It can't be worse than people asking if your child is your grandchild. Has happened to me.


----------



## RandomDude (Dec 18, 2010)

Haha! True true


----------



## ConanHub (Aug 9, 2013)

44 and still got some baby face going on.

If I leave a little stubble it helps but not fully.

What really helps is letting my beard grow some. Just as much white as anything else.

I get invited to outings by twenty to 30 year olds often and asked out by women between 20 and 30 as well.

Clean shaven is the worst. No grey hair on my head yet.

Most people say I should be happy about it and a lot of guys actually shake my hand and say good job but I mostly find it annoying.

I think looking older would help a little but I don't think younger women care as much these days.

When I laugh and tell them they should date one of my sons many of them say they like older men.

Marriage saves me! LOL!

Be up to my neck in little girls, so to speak and no insults intended towards young women, if Mrs. Conan ever passed away or left me. Heaven forbid.
_Posted via Mobile Device_


----------



## sh987 (Oct 10, 2013)

EleGirl said:


> I've always had a baby face...
> 
> When I was 21, guys thought I was 13..
> 
> ...


I guess I'm in the twilight zone, then. I'm 42, and have always had a very young looking face for my age, but (strangely enough) began going grey at 18. My days of dark hair are long ago in the mirror. lol


----------



## happy as a clam (Jan 5, 2014)

50 year old woman and STILL get carded from time to time! Hardly baby faced, but fit, trim, can still pass for early 30s on a good day (long blonde ponytail, workout clothes )
_Posted via Mobile Device_


----------



## moco82 (Jul 16, 2012)

I must be in this group, though if I don't shave and don't get enough sleep for some time, I don't get my ID checked. (To our non-American readers: there are draconian enforcement measures against restaurants in most states to check that a customer is 21, and the test is that if a customer looks to you, subjectively, to be under 30, then their identification needs to be verified. I've seen many debacles with waiters refusing foreign passports, or being unable to read the correct and logical date format of DD/MM/YYYY; or, vice versa, accepting a passport before a person's 21st birthday by misreading the date.) Gray hairs may be about to tip the balance, as my pubic hair is providing a preview.


----------



## MountainRunner (Dec 30, 2014)

Yep...Babyface here too. Hid it behind a goatee for decades and only recently went clean shaven (at the request of my wife after she experienced...the clean shaven feeling...  LOL!). Most believe me to be in my early/mid forties given my youthful appearance and fitness level and playful nature.


----------



## RandomDude (Dec 18, 2010)

Haha hiding behind facial hair! Guilty! I use an electric shave most of the time so to leave some stubble, otherwise... bah!


----------



## Rowan (Apr 3, 2012)

I'm still routinely carded at bars and restaurants, and I was often mistaken for much younger than my age when I was in my 20's and early 30's. I've been told I still look young for my age, but I don't really think so. I'm 38. I think I look about that. I imagine most of the people who claim I look younger are attempting a well-meant compliment. But I don't mind being the age I am, so I don't really mind looking it. 
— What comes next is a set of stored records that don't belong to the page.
PR #91, opened 2021-08-30
refactor: move entry points to testbench module

coryan:
This is part of the effort to remove any references to "emulator" in the
repository. I left `emulator.py` around for backwards compatibility, but
I suspect we can remove it after checking with a few folks.

Part of the work for #27 

The line count looks scary: I renamed `emulator.py` to `testbench/rest_server.py`, and then added some small functions for backwards compatibility.


testbench/__main__.py
```diff
@@ -0,0 +1,21 @@
+#!/usr/bin/python3
+#
+# Copyright 2020 Google LLC
```
cojenco, line 3: Thanks for the thorough scrub and move! 
Just one nit and q: Did we ever decide on keeping the original date or updating to 2021 for changes like these?

testbench/rest_server.py
```diff
@@ -0,0 +1,897 @@
+# Copyright 2020 Google LLC
```
cojenco, line 1: Same question here

coryan: Fixed.  I thought `git` was going to treat that as a move, but I never argue with the robots. Fixed, and reverted the change in `emulator.py`.

testbench/__main__.py
coryan: This is a mistake, fixed.

coryan:
Rebased, resolved conflicts and addressed your comments. PTAL.

cojenco (approved):
LGTM👍 Thanks Carlos!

I'm always astonished at the numbers of men who, in their online dating profiles, claim to look young for their age. Most, frankly, don't. It's pretty rare for me to see pictures of a 45+ year old man and not be able to tell he's 45+. Personally, I don't think there's anything at all wrong with a man looking his age. 
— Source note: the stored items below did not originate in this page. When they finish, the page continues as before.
PR #92, opened 2021-08-30
feat: complete gRPC server implementation

coryan:
Part of the changes for #58, the only thing missing is a REST API to start the gRPC server.

### DIFF
--- a/tests/test_grpc_server.py
+++ b/tests/test_grpc_server.py
@@ -168,15 +168,23 @@ class TestGrpc(unittest.TestCase):
 
         def streamer():
             media = TestGrpc._create_block(517 * 1024).encode("utf-8")
-            id = start.upload_id
-            step = storage_pb2.ServiceConstants.Values.MAX_READ_CHUNK_BYTES
-            for offset in range(0, len(media), step):
-                upload_id = id
-                id = None
+            step = 256 * 1024
+            end = min(step, len(media))
+            content = media[0:end]
+            # The first message is special, it should have a an upload id.
+            yield storage_pb2.WriteObjectRequest(
+                upload_id=start.upload_id,
+                write_offset=0,
+                checksummed_data=storage_pb2.ChecksummedData(
+                    content=content, crc32c=crc32c.crc32c(content)
+                ),
+                finish_write=(end == len(media)),
+            )
+
+            for offset in range(step, len(media), step):
                 end = min(offset + step, len(media))
                 content = media[offset:end]
                 yield storage_pb2.WriteObjectRequest(
-                    upload_id=upload_id,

I can see, though, how looking very young might be a detriment for a man in the business world. For some reason, many people seem to associate a little age on a man with increased competence.


----------



## Chelle D (Nov 30, 2011)

I have a date with the hair-dye bottle tonight.... (or maybe??) Trying to decide if I should finish removing the bad perm first? or Color? They say don't do 2 chemical processes in one week....

my gray's are really showing..... However, if the curl remover also removes some of the hair dye, then I'm kind of wasting that bottle...

Okay, I reasoned it out (thanks TAM!) I will finish fixing the bad perm first, then color next week.

So, I'll look my late 40's this week... and presto, next weekend, Hello early thirties again! LOL.


----------